Entries provided:
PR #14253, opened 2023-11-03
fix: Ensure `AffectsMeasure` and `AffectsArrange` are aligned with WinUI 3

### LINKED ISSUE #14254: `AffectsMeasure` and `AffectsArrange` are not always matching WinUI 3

---

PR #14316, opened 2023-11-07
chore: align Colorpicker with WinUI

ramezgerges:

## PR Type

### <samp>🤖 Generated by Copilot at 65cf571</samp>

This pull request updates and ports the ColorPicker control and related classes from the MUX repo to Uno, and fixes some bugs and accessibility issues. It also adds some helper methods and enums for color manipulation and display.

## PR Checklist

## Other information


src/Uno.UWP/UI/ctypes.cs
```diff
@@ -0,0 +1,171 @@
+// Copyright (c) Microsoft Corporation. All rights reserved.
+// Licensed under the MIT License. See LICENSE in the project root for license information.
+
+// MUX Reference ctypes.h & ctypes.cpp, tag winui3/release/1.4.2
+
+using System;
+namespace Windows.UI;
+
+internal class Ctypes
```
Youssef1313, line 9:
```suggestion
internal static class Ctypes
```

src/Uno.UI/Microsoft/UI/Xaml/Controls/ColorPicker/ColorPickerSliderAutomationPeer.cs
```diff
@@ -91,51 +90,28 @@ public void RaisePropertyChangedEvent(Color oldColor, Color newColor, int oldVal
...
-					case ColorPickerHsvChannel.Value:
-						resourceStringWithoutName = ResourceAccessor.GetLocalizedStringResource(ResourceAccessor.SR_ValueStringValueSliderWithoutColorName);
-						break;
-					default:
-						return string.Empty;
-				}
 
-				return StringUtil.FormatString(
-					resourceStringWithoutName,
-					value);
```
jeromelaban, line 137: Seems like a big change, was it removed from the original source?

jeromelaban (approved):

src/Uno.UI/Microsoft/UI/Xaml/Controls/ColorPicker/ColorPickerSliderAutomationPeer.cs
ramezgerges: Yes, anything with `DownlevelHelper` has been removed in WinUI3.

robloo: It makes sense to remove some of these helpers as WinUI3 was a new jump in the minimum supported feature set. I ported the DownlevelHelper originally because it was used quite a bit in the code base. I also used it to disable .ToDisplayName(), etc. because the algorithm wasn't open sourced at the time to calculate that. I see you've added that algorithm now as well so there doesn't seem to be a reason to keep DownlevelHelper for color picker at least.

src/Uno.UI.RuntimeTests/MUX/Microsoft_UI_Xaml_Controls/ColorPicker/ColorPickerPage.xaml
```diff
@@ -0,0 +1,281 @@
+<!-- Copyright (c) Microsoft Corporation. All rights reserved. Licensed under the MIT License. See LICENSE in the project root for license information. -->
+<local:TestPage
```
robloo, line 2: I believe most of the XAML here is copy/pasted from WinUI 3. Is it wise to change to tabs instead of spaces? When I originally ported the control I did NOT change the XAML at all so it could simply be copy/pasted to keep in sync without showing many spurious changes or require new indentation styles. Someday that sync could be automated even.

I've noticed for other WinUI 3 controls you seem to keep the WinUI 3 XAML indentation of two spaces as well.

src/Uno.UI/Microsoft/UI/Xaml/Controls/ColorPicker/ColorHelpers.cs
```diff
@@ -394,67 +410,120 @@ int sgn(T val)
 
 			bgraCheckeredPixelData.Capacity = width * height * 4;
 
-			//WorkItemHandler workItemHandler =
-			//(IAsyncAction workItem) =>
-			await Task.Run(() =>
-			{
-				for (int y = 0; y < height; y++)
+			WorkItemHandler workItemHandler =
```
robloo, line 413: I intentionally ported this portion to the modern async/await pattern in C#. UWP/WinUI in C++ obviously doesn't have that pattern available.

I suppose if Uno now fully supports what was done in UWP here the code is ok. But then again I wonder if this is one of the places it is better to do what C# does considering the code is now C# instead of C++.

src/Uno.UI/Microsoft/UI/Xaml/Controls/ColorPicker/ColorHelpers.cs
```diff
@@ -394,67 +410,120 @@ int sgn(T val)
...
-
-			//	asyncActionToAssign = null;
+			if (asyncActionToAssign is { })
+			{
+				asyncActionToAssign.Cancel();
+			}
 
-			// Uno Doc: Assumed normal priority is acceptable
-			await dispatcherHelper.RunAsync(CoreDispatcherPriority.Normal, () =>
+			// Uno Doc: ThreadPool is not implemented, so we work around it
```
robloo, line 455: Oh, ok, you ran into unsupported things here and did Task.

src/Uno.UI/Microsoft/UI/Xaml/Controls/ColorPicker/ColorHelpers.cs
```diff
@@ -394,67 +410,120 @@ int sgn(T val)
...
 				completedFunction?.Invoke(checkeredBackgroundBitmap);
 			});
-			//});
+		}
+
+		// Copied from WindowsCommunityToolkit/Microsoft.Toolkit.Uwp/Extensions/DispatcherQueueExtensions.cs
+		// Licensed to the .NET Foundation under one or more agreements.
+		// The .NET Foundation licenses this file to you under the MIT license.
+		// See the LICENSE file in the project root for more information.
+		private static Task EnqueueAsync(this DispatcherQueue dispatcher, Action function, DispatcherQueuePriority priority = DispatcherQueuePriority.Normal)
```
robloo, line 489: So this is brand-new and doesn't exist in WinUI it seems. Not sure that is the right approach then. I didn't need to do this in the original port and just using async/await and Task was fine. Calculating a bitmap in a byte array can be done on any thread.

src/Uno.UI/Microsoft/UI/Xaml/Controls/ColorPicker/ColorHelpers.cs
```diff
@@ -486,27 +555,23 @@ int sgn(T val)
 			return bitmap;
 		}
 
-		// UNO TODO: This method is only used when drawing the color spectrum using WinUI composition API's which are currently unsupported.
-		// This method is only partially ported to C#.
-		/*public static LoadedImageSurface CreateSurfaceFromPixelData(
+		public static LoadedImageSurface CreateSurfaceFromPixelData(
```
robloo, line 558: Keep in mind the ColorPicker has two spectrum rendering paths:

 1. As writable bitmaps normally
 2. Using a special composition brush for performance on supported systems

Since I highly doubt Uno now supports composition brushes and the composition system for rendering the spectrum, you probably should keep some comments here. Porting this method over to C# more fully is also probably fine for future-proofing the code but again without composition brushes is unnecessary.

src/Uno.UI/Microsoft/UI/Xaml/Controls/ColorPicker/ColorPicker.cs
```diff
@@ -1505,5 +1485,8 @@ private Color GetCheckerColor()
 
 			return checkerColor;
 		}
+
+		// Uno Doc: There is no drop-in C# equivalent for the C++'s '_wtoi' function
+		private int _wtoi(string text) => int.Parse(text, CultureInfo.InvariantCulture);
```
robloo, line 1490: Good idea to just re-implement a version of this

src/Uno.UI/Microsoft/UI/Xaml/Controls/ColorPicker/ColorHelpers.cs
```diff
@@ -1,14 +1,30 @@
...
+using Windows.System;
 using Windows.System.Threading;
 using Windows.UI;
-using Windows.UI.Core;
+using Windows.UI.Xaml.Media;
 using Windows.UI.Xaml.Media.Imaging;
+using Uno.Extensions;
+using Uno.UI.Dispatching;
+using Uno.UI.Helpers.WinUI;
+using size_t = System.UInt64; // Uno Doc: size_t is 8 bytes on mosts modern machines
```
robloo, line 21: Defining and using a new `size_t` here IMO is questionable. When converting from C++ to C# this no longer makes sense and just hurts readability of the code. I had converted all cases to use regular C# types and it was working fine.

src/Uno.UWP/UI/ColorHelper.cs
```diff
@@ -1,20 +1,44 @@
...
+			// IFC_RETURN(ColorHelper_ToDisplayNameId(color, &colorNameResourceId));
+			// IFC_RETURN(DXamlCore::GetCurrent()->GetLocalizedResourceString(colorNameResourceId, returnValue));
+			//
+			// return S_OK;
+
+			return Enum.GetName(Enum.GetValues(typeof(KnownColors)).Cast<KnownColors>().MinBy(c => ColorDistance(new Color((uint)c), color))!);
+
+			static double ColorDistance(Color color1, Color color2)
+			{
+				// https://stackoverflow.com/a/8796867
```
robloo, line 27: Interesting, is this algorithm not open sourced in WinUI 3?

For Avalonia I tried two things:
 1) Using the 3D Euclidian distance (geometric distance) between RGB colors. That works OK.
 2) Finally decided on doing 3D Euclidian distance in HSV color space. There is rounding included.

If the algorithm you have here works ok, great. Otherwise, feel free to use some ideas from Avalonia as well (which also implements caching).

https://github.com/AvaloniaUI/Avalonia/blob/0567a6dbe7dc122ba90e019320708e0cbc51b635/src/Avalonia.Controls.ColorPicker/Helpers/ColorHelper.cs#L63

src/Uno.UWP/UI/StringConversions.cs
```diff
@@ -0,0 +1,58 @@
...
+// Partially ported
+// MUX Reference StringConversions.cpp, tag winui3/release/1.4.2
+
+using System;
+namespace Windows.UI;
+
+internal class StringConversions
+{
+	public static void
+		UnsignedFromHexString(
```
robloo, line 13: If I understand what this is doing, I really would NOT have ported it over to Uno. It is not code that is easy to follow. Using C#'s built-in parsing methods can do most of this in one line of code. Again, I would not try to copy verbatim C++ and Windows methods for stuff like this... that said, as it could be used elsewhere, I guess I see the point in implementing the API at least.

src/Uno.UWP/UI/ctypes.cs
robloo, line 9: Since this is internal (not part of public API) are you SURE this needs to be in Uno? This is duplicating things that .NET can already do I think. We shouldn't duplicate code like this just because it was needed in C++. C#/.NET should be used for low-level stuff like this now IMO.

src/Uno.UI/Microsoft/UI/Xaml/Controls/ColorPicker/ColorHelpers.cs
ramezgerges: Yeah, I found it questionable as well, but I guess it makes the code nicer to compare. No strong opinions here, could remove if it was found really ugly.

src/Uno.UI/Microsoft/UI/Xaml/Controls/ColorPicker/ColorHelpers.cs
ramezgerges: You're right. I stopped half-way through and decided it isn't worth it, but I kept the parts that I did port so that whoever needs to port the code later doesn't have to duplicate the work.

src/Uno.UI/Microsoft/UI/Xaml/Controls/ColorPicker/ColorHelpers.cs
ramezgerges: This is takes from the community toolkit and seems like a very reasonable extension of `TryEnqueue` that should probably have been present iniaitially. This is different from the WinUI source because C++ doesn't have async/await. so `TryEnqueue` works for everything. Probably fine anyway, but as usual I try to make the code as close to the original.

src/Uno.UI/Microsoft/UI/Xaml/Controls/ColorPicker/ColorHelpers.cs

Work item: Return word for word the lines above from the line with "PR #14253, opened 2023-11-03" to the line with "### LINKED ISSUE", including both and leaving out all others.

Answer to the problem:
PR #14253, opened 2023-11-03
fix: Ensure `AffectsMeasure` and `AffectsArrange` are aligned with WinUI 3

### LINKED ISSUE #14254: `AffectsMeasure` and `AffectsArrange` are not always matching WinUI 3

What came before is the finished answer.